Library
White Papers
Recommended Readings
Quotes Worth Quoting
 

Gender and Morality

In the 1960's, Lawrence Kohlberg began a now famous study leading to a ranking of levels of moral development.  In the study, participants were told situations that involved moral dilemmas and asked what the characters should do next.  The answers were arranged along a line of continuing maturity, leading from a base of selfish ego-centrism to the highest levels of universal principles.

The problem was that females rarely made it beyond the intermediate levels.  The boys and girls ranked fairly equally when tested in childhood, but in adolescence and beyond, women seemed "stuck" in a moral life dominated by choices made depending on relationship issues.  Adolescent and adult men, however, went "beyond" relationship issues and lived a moral life determined by "rules" and finally by "universal truths and principles."  Women also seemed to "waffle" in their decisions, finding it difficult to decide what the characters should do.  Men seemed to know.

The conclusions reached in the study were that females were less "morally mature" or less "morally intelligent" than males.  Carol Gilligan, who had worked with Kohlberg on these original studies, disagreed and began to look for other interpretations.

What she discovered is something which women know intuitively, but which has been sorely lacking in the classical developmental literature.  Boys and girls are different.
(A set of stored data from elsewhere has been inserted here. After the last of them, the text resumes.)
PR #587, opened 2022-09-18
add debug utilities

zth:
This adds some (hopefully) useful debug utilities from this branch https://github.com/rescript-lang/rescript-vscode/tree/type-based-autocomplete

Reason being that branch still requires quite a lot of additional work before being mergeable, but these things are immediately useful.


cristianoc (approved):
This is great!

On the comment that this is incomplete: in what way is it incomplete.
If it's cases missing or something: does it print something saying "X is incomplete" so it's clear it needs to be filled in? Or is it some other kind of incompleteness?

zth:
Yes exactly, it's cases missing, and it does print that there's an unhandled case (and mostly even what that case is).

Issue #588, opened 2022-09-18
Enable the same hover content for hovers on unsaved content as on compiled content


zth:
Hovers can currently be produced in 2 ways - either 1) the location we're hovering has a type already (the content has compiled successfully), or 2) we use the same mechanism as autocomplete on unsaved content to trace back something being hovered to something that has compiled.

Hovering in case 1 vs case 2 is different, and we should unify the hovers so case 2 produces the same hover as case 1, if possible.

cristianoc:
Can you enumerate ways in which the hover is different? So we can partition into cases that are intrinsically different because of the lack of type info, and those that just happen to be so and can be changed.

PR #589, opened 2022-09-21
Expand types on autocomplete hover

zth:
Closes https://github.com/rescript-lang/rescript-vscode/issues/588

This refactors the recently introduced type expansion in hovers to be easily reusable for other purposes.
It then applies that same type expansion on the hover contents produced when the hover is done via the autocomplete functionality.

https://github.com/rescript-lang/rescript-vscode/commit/825afc253c9c1e93842890c9743abde83746dc19 this commit is probably the most relevant one, showing how this changes what's produced when hovering something unsaved but where we can still find a type to show via autocomplete.


cristianoc (approved):
Sweet!

cristianoc (approved):

PR #593, opened 2022-09-28
Add example for dead code elimination for JSX v4.

cristianoc:
DCE does not seem to be working: probably JSX call does not use proper location for the make function.


cristianoc:
https://github.com/rescript-lang/syntax/pull/660

cristianoc:
This will be fixed when the new 10.1 release candidates comes out.

Issue #607, opened 2022-10-21
Understand paths in `-open` in `bsc-flags`


cristianoc:
E.g. `"-open ReScriptJs.Js"` is not recognised
while `"-open ReScriptJs", "-open Js"` is

cristianoc:
CC @zth

cristianoc:
The semantics of `"-open ReScriptJs", "-open Js"` is not the same as `"-open ReScriptJs.Js"`. To be accurate, this should be taken into account.

So this issue is not completely fixed yet.

zth:
This is now fixed.

PR #608, opened 2022-10-21
Fix issue where module paths in `-open` in `bsc-flags` such as "-open Re…

cristianoc:
…ScriptJs.Js" were not recognized

Fixes https://github.com/rescript-lang/rescript-vscode/issues/607


zth (approved):
⭐

Issue #621, opened 2022-11-03
Fix issue where doc comment is not shown on hover in case of shadowed identifier


cristianoc:
Example:
```res
module CC = {
  /** First Comment */
  let a = 10

  /** Second Comment */
  let a = a
}

let q = CC.a // does not show comment on hover
```

See https://github.com/rescript-lang/syntax/issues/715

PR #622, opened 2022-11-03
Add example showing how shadowing affects hovering on doc comments.

cristianoc:
See https://github.com/rescript-lang/rescript-vscode/issues/621


cristianoc:
When an id is shadowed, the compiler generates a module constraint for the module where the id is defined.
The constraint contains a type for the id without the doc comment (an attribute), which replaces the one with doc comment.

Issue #618, opened 2022-10-29
Signature help should account for pipe


zth:
<img width="565" alt="image" src="https://user-images.githubusercontent.com/1457626/198842921-9bd00a3e-837a-4e2c-b34d-27c3a71f479b.png">
Here, being after a pipe should skip the first argument.

PR #624, opened 2022-11-07
Signature help - handle pipes

zth:
Previously, the signature help wouldn't understand pipes, meaning signature help for piped expressions would always be off by one when having unlabelled arguments. This diff fixes the signature help to account for pipes when present.

Closes https://github.com/rescript-lang/rescript-vscode/issues/618

### DIFF
--- a/analysis/src/SignatureHelp.ml
+++ b/analysis/src/SignatureHelp.ml
@@ -154,11 +154,14 @@ let signatureHelp ~path ~pos ~currentFile ~debug =
   let posBeforeCursor = Pos.posBeforeCursor pos in
   let supportsMarkdownLinks = true in
   let foundFunctionApplicationExpr = ref None in
-  let setFound r = foundFunctionApplicationExpr := Some r in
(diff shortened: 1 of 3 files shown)


analysis/src/SignatureHelp.ml
```diff
@@ -154,9 +154,68 @@ let signatureHelp ~path ~pos ~currentFile ~debug =
   let posBeforeCursor = Pos.posBeforeCursor pos in
   let supportsMarkdownLinks = true in
   let foundFunctionApplicationExpr = ref None in
-  let setFound r = foundFunctionApplicationExpr := Some r in
+  let setFound r =
+    if !foundFunctionApplicationExpr = None then
+      foundFunctionApplicationExpr := Some r
+  in
+  let searchForArgWithCursor ~isPipeExpr ~args ~exp =
```
zth, line 161: This whole function body is just moved in here from below, with very minor changes.

cristianoc (approved):

PR #626, opened 2022-11-09
fix: Incorrect type hint for module type

### LINKED ISSUE #571: Incorrect type hint for module type
```rescript
module type A = {
  let f: unit => unit
}
```

When hovering on `A`, a type hint is shown with

```rescript
module A = {
  let f: unit => unit
}
```

(with `module` instead of `module type`).

aspeddro:
Close #571

### DIFF
--- a/analysis/src/SharedTypes.ml
+++ b/analysis/src/SharedTypes.ml
@@ -6,7 +6,7 @@ type modulePath =
   | File of Uri.t * string
   | NotVisible
   | IncludedModule of Path.t * modulePath
-  | ExportedModule of string * modulePath * bool
+  | ExportedModule of {name: string; modulePath: modulePath; isType: bool}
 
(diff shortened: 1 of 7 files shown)


analysis/src/SharedTypes.ml
```diff
@@ -6,7 +6,7 @@ type modulePath =
   | File of Uri.t * string
   | NotVisible
   | IncludedModule of Path.t * modulePath
-  | ExportedModule of string * modulePath
+  | ExportedModule of string * modulePath * bool
```
cristianoc, line 9: This is getting a bit confusing above, what about an inline record so the 3 components of the payload are named.

cristianoc (approved):
Thanks for fixing this!
A style suggestion.

analysis/src/SharedTypes.ml
aspeddro: Done

Issue #511, opened 2022-07-24
Inlay hints: Investigate performance on large files


zth:
Follow up for PR https://github.com/rescript-lang/rescript-vscode/pull/453

Tried TS inlay hints on a large TS file, and the performance was significantly better than our inlay hints on a large res file. Investigate where our bottleneck is, and what we can do about it.

PR #634, opened 2022-11-14
Polish: inlay hints and codelens performance

aspeddro:
- It was calling `Cmt.fullFromPath` for each hint.
- Removes inlay hints for parameters. It's not necessary as code lenses already do this job.

A noticeable change to `analysis/examples/large-project/src/res_core.res`

Is there any way to measure?

Part of #511

cc @zth

### DIFF
--- a/analysis/src/Hint.ml
+++ b/analysis/src/Hint.ml
@@ -77,7 +77,7 @@ let inlay ~path ~pos ~maxLength ~debug =
    in
    let {Res_driver.parsetree = structure} = parser ~filename:path in
    iterator.structure iterator structure |> ignore);
-  match Cmt.fullFromPath ~path with
+  match Cmt.loadFullCmtFromPath ~path with
   | None -> None
   | Some full ->
     let result =
@@ -141,7 +141,7 @@ let codeLens ~path ~debug =
    in
    let {Res_driver.parsetree = structure} = parser ~filename:path in
    iterator.structure iterator structure |> ignore);
-  match Cmt.fullFromPath ~path with
+  match Cmt.loadFullCmtFromPath ~path with
   | None -> None
   | Some full ->
     let result =
--- a/analysis/src/Hint.ml
+++ b/analysis/src/Hint.ml
@@ -41,16 +41,6 @@ let inlay ~path ~pos ~maxLength ~debug =
     if start_line <= range.end_.line && end_line >= range.start.line then
       hints := (range, kind) :: !hints
   in
-  let rec processFunction (exp : Parsetree.expression) =
-    match exp.pexp_desc with
-    | Pexp_fun (_, _, pat_exp, e) -> (
-      match pat_exp with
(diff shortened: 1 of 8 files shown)


zth:
Having a look at this soon, sorry for the wait!

zth:
@aspeddro we don't have any real benchmarks unfortunately. When I've tested I've clocked how long refreshing takes for us in that large file vs TS in a large TS file.

analysis/src/Hint.ml
```diff
@@ -156,30 +141,34 @@ let codeLens ~path ~debug =
...
-                          (* Code lenses can run commands. An empty command string means we just want the editor
-                             to print the text, not link to running a command. *)
-                          command = "";
-                          (* Print the type with a huge line width, because the code lens always prints on a
-                             single line in the editor. *)
-                          title = typeExpr |> Shared.typeToString ~lineWidth:400;
-                        };
-                  })
-           | _ -> None))
+  match Cmt.fullFromPath ~path with
```
zth, line 144: I think this is great. Question for the future: does it make sense to have some sort of cache inside of `Cmt.fullFromPath` directly?

analysis/tests/src/expected/InlayHint.res.txt
```diff
@@ -35,36 +35,12 @@ Inlay Hint src/InlayHint.res 1:34
...
-    "label": ": string",
-    "kind": 1,
-    "paddingLeft": true,
-    "paddingRight": false
-}, {
-    "position": {"line": 10, "character": 24},
-    "label": ": int",
-    "kind": 1,
-    "paddingLeft": true,
-    "paddingRight": false
```
zth, line 49: Why are these gone?

zth (commented):
I think this looks good. @cristianoc might want to have a glance. @aspeddro mind pulling in the latest master too? There's a conflict.

analysis/src/Hint.ml
cristianoc: The change looks good. Perhaps it's possible to rename `fullFromPath` to something that makes it clear it's an expensive operation. E.g. `loadFullCmtFromPath`.

analysis/tests/src/expected/InlayHint.res.txt
aspeddro: I remove inlay hints for parameters. Code Lens already shows the types of the parameters.

Before:
image


After:
image

analysis/src/Hint.ml
aspeddro: Done in 0f260537faf103aca33519ce1da93fae0a1e2479

analysis/tests/src/expected/InlayHint.res.txt
zth: Ah right, you said why already, sorry!

zth (approved):

PR #636, opened 2022-11-18
Test create interface file JSX V4.

cristianoc:


cristianoc:
Will open a less noisy PR.

Issue #617, opened 2022-10-29
Create interface file with JSX 4 component


cknitt:
Given a JSX 4 component defined in `Test.res`:

```rescript
@react.component
let make = (~a: string) => React.string(a)
```

I get the following `Test.resi` when using the "ReScript: Create interface file..." action:

```rescript
type props<'a> = {a: 'a}
let make: props<string> => React.element
```

I would have expected to get

```rescript
@react.component
let make: (~a: string) => React.element
```

(same as for JSX 3).

cristianoc:
This, and genType check, are finishing touches for the release. There are dependencies on the actual representation of things so only make sense to do when we know nothing else changes.
Basically, we need a final rc candidate first, then these.

fhammerschmidt:
The latest master extension still does not generate a `@react.component` for me when I use JSXV4. Regardless of mode, both `automatic` and `classic` give me the same result that Christoph mentions above.

@cristianoc something is still missing

cristianoc:
> The latest master extension still does not generate a `@react.component` for me when I use JSXV4. Regardless of mode, both `automatic` and `classic` give me the same result that Christoph mentions above.
> 
> @cristianoc something is still missing

What compiler version? Try `10.1.0-rc.4`.

fhammerschmidt:
I tried with both `10.1.0-rc.4`  and `10.1.0-rc.5`.

cristianoc:
@fhammerschmidt can you start from the project in this? https://github.com/rescript-lang/rescript-vscode/pull/636
I've switched to V4 and the interface file is create in CI. Should work from the editor directly too.

cristianoc:
OK I have some examples that don't work.

cristianoc:
@fhammerschmidt should be fixed now.

fhammerschmidt:
Thank you very much!

PR #637, opened 2022-11-18
Fix issue where create interface file does not work with V4

cristianoc:
See https://github.com/rescript-lang/rescript-vscode/issues/617


analysis/tests/src/expected/JsxV4.res.txt
```diff
@@ -16,3 +16,17 @@ Completable: Cjsx([M4], f, [first, f])
...
+module M4: {
+  @react.component
+  let make: (~first: string, ~fun: string=?, ~second: string=?) => React.element
+}
+module MM: {
+  @react.component
+  let make: unit => React.element
+}
+module Other: {
+  type props<'name> = {name: 'name}
```
cristianoc, line 29: CC @fhammerschmidt  this one still does not work

Issue #643, opened 2022-12-01
Autocomplete stops working after `evt->ReactEvent.Synthetic.preventDefault`


fhammerschmidt:
Very curious:

```res
let onClick = evt => {
  // Autocomplete works here, e.g.:
  // ReactEvent.
  evt->ReactEvent.Synthetic.preventDefault
  // Autocomplete does not work here, e.g.:
  // ReactEvent.

  Js.log("Hello")
}
```
<img width="581" alt="image" src="https://user-images.githubusercontent.com/18074327/205032851-0ee41653-5779-4bf9-a54e-3f27ccac6619.png">

<img width="473" alt="image" src="https://user-images.githubusercontent.com/18074327/205032761-d6642575-66dd-45e8-bb90-ea478603b0d8.png">

zth:
Can you create a reproducible example? Better yet a failing test in the analysis folder.

fhammerschmidt:
Done, and it got even weirder...

PR #644, opened 2022-12-01
Add failing completion test

fhammerschmidt:
Added the failing test mentioned in #643

The funny thing is, I tried to change the `Js.log("Hello")` to a `()` which made the second completion work as well. No idea what's going on there.

### DIFF
--- a/CHANGELOG.md
+++ b/CHANGELOG.md
@@ -35,6 +35,8 @@
 
 - Fix issue where create interface file would not work with certain JSX V4 components https://github.com/rescript-lang/rescript-vscode/issues/617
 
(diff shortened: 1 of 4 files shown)


cristianoc:
Looks like it's not what comes before, but what follows.

First
```
Completable: Cpath Value[ReactEvent, ""]
```

then
```
Completable: Cpath Value[ReactEvent, "", log]
```

so parser recovery somehow picks up `log` too.

cristianoc:
For context, this is a correct program:

```res
module S = {
type r = {xx:int}
}

let r = {S.xx:10}

let f = r.
S.xx
```

so playing with parser recovery is a little tricky in these cases.

PR #651, opened 2022-12-13
Redo pr 649

cristianoc:


cristianoc:
@aspeddro this should work, only needs cleaning up the changelog.

aspeddro:
I thought it was fixed in master. Thanks @cristianoc.

cristianoc:
These are 2 different issues:
1 references to elements defined in interface files
2 references from implementation files which also happen to have interface files

cristianoc:
1 in master
2 here

cristianoc:
All done now.

PR #813, opened 2023-08-19
Make completion engine understand await

zth:
This makes the completion engine understand async/await.


cristianoc (approved):
This could be considered an instance of apply but it does not add much complexity so looks good!

PR #814, opened 2023-08-20
Instantiate variant types as needed

zth:
This fixes a bug where for example completion from `result` wouldn't work, because the variant's type variables wasn't instantiated (and result is linked to `Belt.Result.t`, so I guess the type variables got lost in the linkage).


cristianoc (approved):
nice fix !

PR #816, opened 2023-09-11
Make function template async when fn returns a promise

zth:
Small quality of life improvement - when a function returns a promise, make the suggested function template async.


cristianoc (approved):
Nice touch

PR #824, opened 2023-10-04
Account for "public" setting in bsconfig

zth:
This accounts for the "public" setting in `bsconfig`. Seems like a fairly hidden property, but we should still support it imo given that trying to use something not listed in public (when public is set) is an error, even though items appear in autocomplete.

Example from the forum: https://forum.rescript-lang.org/t/how-to-only-expose-one-module-from-a-lib/4744/2

### DIFF
--- a/analysis/src/FindFiles.ml
+++ b/analysis/src/FindFiles.ml
@@ -105,6 +105,18 @@ let getNamespace config =
     either fromString fromName |> Option.map nameSpaceToName
   else None
 
+module StringSet = Set.Make (String)
+
+let getPublic config =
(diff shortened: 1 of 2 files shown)


cristianoc (approved):
Is this documented anywhere?
Do you want to keep this feature?

zth:
Not documented I think, at least not anymore. I don't understand why though, because it seems like a great feature to get around that you can't really hide top level modules.

I'd definitively want to keep the feature, at least OTOH. But I think posting on the forum about it might be good. Maybe someone remembers if this was deprecated at some point and if so why, given that it isn't documented from what I can see.

PR #828, opened 2023-10-10
Support rescript.json

fhammerschmidt:
Gave it a try, not sure if it is the right approach though.


zth:
Looks good to me! And you tested that everything worked with both rescript.json and bsconfig.json, including the code analyzer etc?

cc @cristianoc

cristianoc:
> Looks good to me! And you tested that everything worked with both rescript.json and bsconfig.json, including the code analyzer etc?
> 
> cc @cristianoc

Same comment. Looks good if everything is tested.

fhammerschmidt:
Now I tested it and of course found some missing checks. Should work now for both monorepos and normal ones.

cknitt:
Tested against a big monorepo project of ours, worked fine, even with rescript.json and bsconfig.json mixed across packages.

zth:
Excellent! Merging and we can fix in follow ups.

PR #830, opened 2023-10-12
Touch ups to LSP and Tools packages

zth:
* Changes to a more uniform naming of distributed binaries
* Adds an example of how we could bind to the structure the docgen emits zero cost using ReScript v11

These things are fine to do because neither of the packages have had their initial versions published yet. We'll hold off publishing the initial tools version at least until we've figured out these last details.

cc @aspeddro 

Also, @aspeddro did you have a basic generator from this format to markdown in some default format? Maybe something you've done when experimenting on the website?


aspeddro:
There was a basic generator for markdown, but it wasn't correct.

I am exploring generating the documents through `getStaticProp`. I had to do some transformations in JSON

Here is the latest deploy: https://rescript-lang-fn6212fyj-rescript-association.vercel.app/docs/manual/next/api/js

PR: https://github.com/rescript-association/rescript-lang.org/pull/703

It is on the `next` route. The paths are the same as the module path. So the module `Belt.SortArray.Int` -> [`belt/sortarray/int`](https://rescript-lang-fn6212fyj-rescript-association.vercel.app/docs/manual/next/api/belt/sortarray/int)

PR #832, opened 2023-10-13
Upgrade `ocamlformat@0.26.1` 

aspeddro:
This allows using latest `ocaml-lsp-server`


zth:
Is upgrading the LSP blocked because of an older ocaml-format version? Seriously?

cknitt:
Yes, see also https://github.com/rescript-lang/rescript-compiler/pull/6360.

We cannot upgrade the version in the compiler repo though because we also install and run it in CI for format checks, and it is not in the OPAM repo used for Windows...

I think we should avoid using a different version in the rescript-vscode repo than in the compiler repo.

zth:
Right, got it. Just perplexed that upgrading a _formatter_ (implicitly meaning potentially dealing with a bunch of reformatting conflicts for all outstanding branches) is allowed to block upgrading the LSP itself.

aspeddro:
Ready for merge

PR #834, opened 2023-10-17
Add (failing) test for hover on aliased record

fhammerschmidt:
At work we are using aliases a lot (see screenshot). I think we should not lose hover info when they are aliased. So I added a failing test as a first step towards that.

image


zth:
Superseded by https://github.com/rescript-lang/rescript-vscode/pull/881

PR #837, opened 2023-10-21
Show Docstrings for completion items

### LINKED ISSUE #469: Show docs for file modules on type hint
Related to module level docstring support (see [syntax issue](https://github.com/rescript-lang/syntax/issues/579)).

When e.g. type hinting `Belt_Array`, I get `file module` as docs:
image

Ideally, it would show the module level docs instead.

aspeddro:
Neovim:
image

VSCode:
image

Related #469
Close #469

### DIFF
--- a/analysis/src/CompletionBackEnd.ml
+++ b/analysis/src/CompletionBackEnd.ml
@@ -55,7 +55,7 @@ let resolveOpens ~env opens ~package =
     (* loop(previous) *)
     [] opens
 
-let completionForExporteds iterExported getDeclared ~prefix ~exact ~env ~package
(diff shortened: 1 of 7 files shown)


zth:
I like this in general! But, I worry about perf. Does this mean that the cmt is processed for every file module that can be found? If so, it's important to test the cases where we complete and get tons of file modules back. Like when completing for "nothing" at the top level for example.

Could you bench this somehow? Preferably in a larger project. We could for example consider doing the lookups for only the first X file modules, and do them lazily as needed.

zth:
@aspeddro could we check the perf here somehow?

aspeddro:
I'll check this week

aspeddro:
I changed it to draft bc the implementation is wrong

PR #841, opened 2023-11-06
Add pre-release to `@rescript/language-server`

aspeddro:
`npm version preminor --preid next` increase minor version.

Example:
```diff
- "version": "1.22.0",
+ "version": "1.23.0-next.0"
```

install using `next` tag: `npm i -g @rescript/language-server@next`


zth:
I guess this doesn't hurt to have, although I wonder how many will actually use it...? (thanks for the effort btw @aspeddro, as always 😄 )

aspeddro:
I think it will be used more by Vim/Neovim users.

I used the pre-release Github release pages a lot.

aspeddro:
@zth can we get on with this? I would like to test the pre-release as you are adding a lot of cool features.

I would also like to mention this in the post for vim/neovim that I will make.

zth:
Let's give it a shot!

PR #842, opened 2023-11-11
Fix issue with ordering of module opened via -open

zth:
This fixes a very annoying issue where you wouldn't get autocomplete for "second order opens". I haven't added any tests because it'd be an incredibly noisy diff, but here's roughly what was wrong and what it caused:
1. Say you have an open in `bsc-flags`, like `-open RescriptCore`. Everything works as expected
2. The `RescriptCore` open exposes a bunch of modules like `Array`, `List`, `Result` etc. All of these are available in autocomplete. So far, so good.
3. Now, let's say you were to add an explicit open in a file for a module exposed via `-open RescriptCore`, like `open Array`.
4. The content of `Array` _won't_ be exposed to autocomplete in this case.

As can be seen by the minimal diff, this was a case of ordering. The list is reversed (correctly), but the order of `rawOpens` (coming from the local file) and `packageOpens` (coming from the package, bsconfig/rescript.json) was off, so the package opens actually ended up _after_ the local opens when resolving autocomplete. This in turn lead to the contents of the opened modules not being exposed.

Phew.

### DIFF
--- a/CHANGELOG.md
+++ b/CHANGELOG.md
@@ -12,6 +12,10 @@
 
 ## master
 
+#### :bug: Bug Fix
+
+- Fix issue `open` on submodules exposed via `-open` in bsconfig.json/rescript.json, that would cause the content of those `open` modules to not actually appear in autocomplete. https://github.com/rescript-lang/rescript-vscode/pull/842
+
 ## 1.22.0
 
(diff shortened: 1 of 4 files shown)


cristianoc (approved):
Seems legit.

PR #844, opened 2023-11-11
Dont complete for illegal file module names

zth:
We handled namespace file modules before, but other "exotic" file modules could still appear (example: `SomeTest.test.res`) which can't be used anyway. This filters anything with illegal characters in the name, for file modules specifically.

### DIFF
--- a/analysis/src/Utils.ml
+++ b/analysis/src/Utils.ml
@@ -222,7 +222,7 @@ let cutAfterDash s =
   | n -> ( try String.sub s 0 n with Invalid_argument _ -> s)
   | exception Not_found -> s
 
-let hasUnallowedChars s =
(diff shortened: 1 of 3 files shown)


analysis/src/Utils.ml
```diff
@@ -216,3 +216,10 @@ let rec lastElements list =
 let lowercaseFirstChar s =
   if String.length s = 0 then s
   else String.mapi (fun i c -> if i = 0 then Char.lowercase_ascii c else c) s
+
+let hasUnallowedChars s =
```
cristianoc, line 220: Unclear this is about file names by just looking at the code.

cristianoc (approved):

PR #16, opened 2014-12-20
Add frequently misspelled UK shops

math1985:
See also this thread on the talk-gb mailing list:
https://lists.openstreetmap.org/pipermail/talk-gb/2014-December/016922.html


jfirebaugh:
Committed (with conservative omission of Thompson) as 375f18029677cae4fd60432bcea573026034e1fb, thanks!

PR #20, opened 2015-05-16
Add some German nouns which are not names

Nakaner:
Eisdiele is like Eiscafe a type of POI not a name. Imbiss is a German noun for a type of fast-food POI. Bäcker is another noun for Bäckerei (bakery) and no name.


jfirebaugh:
Committed as c933f26b8bf24116fcf7851594e0bcea407e31c1, thanks!

PR #22, opened 2015-05-16
Deichmann is a shoe shop, no clothes shop

Nakaner:
Deichmann is a shoe shop, no clothes shop.


RicoElectrico:
I'm afraid you would have to fix it in OSM, as this particular file is generated automatically from planet pbf and will get overwritten at build.

jfirebaugh:
Yep, this needs to be corrected in the source data (OSM).

PR #23, opened 2015-05-16
Tiefgarage is an underground garage, not a name

simonpoole:
See subject


jfirebaugh:
Committed as f06ee3b0ef1d0cde8827d05265acfdbf9fe29602, thanks!

PR #26, opened 2015-10-23
Modified existing entries add added new ones

ghost:
Dunkin' Donuts is the correct spelling. Removed nix value fast food.

Tim Hortons: Removed nix value cafe

AFAIK there is no consenus between cafe and fast_food for many chain coffee shops. Especially since many have drive-through service and serve sandwiches. Until there is a consensus I don't think it makes sense to set them arbitrarily.

Whole Foods Market: swapped values to correct

7-Eleven: added match 7/11, a default that shows up before 7-Eleven in iD. Or is there another convenience store chain called 7/11?

Lowes: The correct name for the DIY store is Lowe's, but there are other stores such as Lowes Foods and Lowe's Market so canonicalization is troublesome.

Panera Bread: remove nix value fast_food. Paying for the food first is the major distinction between fast_food and restaurant.

Pizza Hut: remove nix value fast_food. See above.

Baskin-Robbins: correct spelling includes a "-"

### DIFF
--- a/canonical.json
+++ b/canonical.json
@@ -150,12 +150,9 @@
             "Costa Coffee"
         ]
     },
-    "Dunkin Donuts": {
+    "Dunkin' Donuts": {
         "matches": [
-            "Dunkin' Donuts"
-        ],
-        "nix_value": [
-            "fast_food"
+            "Dunkin Donuts"
         ],
         "tags": {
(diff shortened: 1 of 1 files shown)


zeromap:
@jfirebaugh Would you take a look at this when you get a chance? Thanks.

PR #27, opened 2015-11-25
Add some nouns that are being misused as names to the filter

simonpoole:
The additions to the list have been checked against their geographic use to avoid mistakenly removing foriegn language nouns that are being used as chain names.


simonpoole:
For whatever reson this was based on the wrong branch.

PR #33, opened 2016-06-25
Improve handling of "Netto"

simonpoole:
Netto are two different chains in Germany that have nothing to do with eachother, wit:

https://netto.de/

and

https://www.netto-online.de/Filial-Angebote.chtm


math1985:
Thanks!

math1985:
cosmetics and perfumery are not yet included in the output, they will be included next time the script is run.

@bhousel Question, does iD take the generated .json file from this repository, or does it run the script itself?

simonpoole:
@math1985 the topNames.json file should be regenreated too, while that doesn't have to happen -so- often, tagging changes and new stuff gets mapped (not to mention chains changing their name and going bust and and and). 

I've typically updated it one per major vespucci release, which is roughly every half a year.

math1985:
> the topNames.json file should be regenreated too, 

I know, currently in the process of downloading the latest planet.

bhousel:
> @bhousel Question, does iD take the generated .json file from this repository, or does it run the script itself?

Looks like [iD copies it](https://github.com/openstreetmap/iD/blob/6fdb86be0409ac388f72e18e42e018dd4fd2fcb6/Makefile#L133).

Gilligan's findings are presented here, not necessarily as my own views, but to invite readers to examine their own opinions and behavior, and those of their children, and to speak out about what they find.

Gilligan makes it cleat that she is not describing every girl and every boy, but a tendency that seems to divide along gender lines.  She finds that girls' morality seems to revolve around preservation of relationships, and making decisions in ways to "help the most and hurt the least."  Boys, on the other hand, tend to organize their decisions around rules and "justice", and people's rights.

Gilligan looks at the play of children in our society to find the early values and interests of the two genders.  Boys' play is more organized.  There are actual games with rules, such as sports.  The rules are agreed on in advance, and don't generally cater to the bonds between people, or their needs.  Conflict is decided by the internal "justice" of the game; there are built-in penalties for "wrong" behavior.  Such "fouls" are usually handled within the game, and don't cause it to end.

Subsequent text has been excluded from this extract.